There are people that use chat GPT two hundred million for them a week, allegedly losing the company money with every prompt, by the way, but there's little to suggest that there's widespread adoption of actual generative AI software. The Information reported in September that between zero point one percent and one percent of the four hundred and forty million of Microsoft's business customers were willing to pay for its AI powered Copilot, and in late October, Microsoft claimed that it was on pace to make AI a ten billion dollar a year business, which sounds really good until you think about it for roughly ten seconds. First of all, Microsoft does not have an AI business unit, which means that this annual ten billion dollars or two and a half billion a quarter revenue figure is split across providing cloud compute services, and Azure selling Copilot. The dumb people with Microsoft three sixty five subscriptions selling git Hub, Copilot, and basically anything else with AI on it. Microsoft is cherry picking a number based on nonspecific criteria and claiming it's a big deal when it's actually pretty pathetic, considering that Microsoft's capital expenditures will likely hit over sixty billion dollars in twenty twenty four with no sign they're going to slow down. No, that's sticky word. Revenue not profit. Those are two very different things. How much is Microsoft spending to make ten billion dollars a year? Open ai currently spends two dollars and thirty five cents to make a dollar, and Microsoft CFO Amyhood said that open ai would cut into Microsoft profits in their last earning score, losing it a remarkable one point five billion dollars, mainly because of the expected loss from a company that has only ever lost money now a year ago. In October twenty twenty three, The Wall Street Journal reported that Microsoft was losing an average of twenty dollars per user per month on GitHub Copilot, a product with over a million users. If this is true, by the way, this suggests losses of at least two hundred million a year.
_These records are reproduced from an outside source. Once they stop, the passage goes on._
PR #512, opened 2026-04-20
Pybind -> Nanobind and bump cuQuantum dependency

bmhowe23:
This is a required change to be compatible with upstream CUDA-Q changes (https://github.com/NVIDIA/cuda-quantum/pull/4311)

In addition, bump cuquantum-python dependencies to 26.3.1 (https://github.com/NVIDIA/cuda-quantum/pull/4342).

### DIFF
--- a/libs/qec/python/bindings/py_decoder.cpp
+++ b/libs/qec/python/bindings/py_decoder.cpp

They have one point eight million users. Allegedly, this is based on documents have reviewed. It's not great either way. That two hundred million dollars is a lot of money to lose. I would personally like to make two hundred million dollars rather than lose it. Don't ask me, though I don't run Microsoft.

Now.

Microsoft is still yet to break out exactly how much generative AI is increasing revenue in the specific business units they have. Generally, if a company's doing well at something, they take great pains to make that clear. Instead, Microsoft chose in August to revamp its reporting structure to give better visibility into cloud consumption revenue, which is something you do if you say, anticipate you're going to have your worst day of trading in year after your next earnings, as Microsoft did in October. It's all very good, it's all going well. Now it must be clear that every single one of these investments and products, as I've been hyped with the whisper, that they would get exponentially better over time, and that eventually the two hundred billion dollars in capital expenditures would spit out this remarkable productivity improvement, this crazy new product that would change our lives, fascinating new things that consumers and enterprise of buying droves and talk about how much they loved. Instead, Big tech has found itself peddling increasingly more expensive iterations of near identical large language models and shitty products attached to them, a direct result of all of them having to use the same training data, which they're now running out of. But if you're running out of stuff and you can't find stuff to buy, I really recommend the following advertisement. I'm sure it will totally gel with my beliefs. The things I'm talking about right now won't be embarrassing at all, and we're back now. There's another assumption that people have about these so called scaling laws. That's been by simply building bigger data centers with even bigger, more powerful GPUs, the expensive power hungry graphics processing units that use to both train and run these models, and throwing as much training data at them as possible.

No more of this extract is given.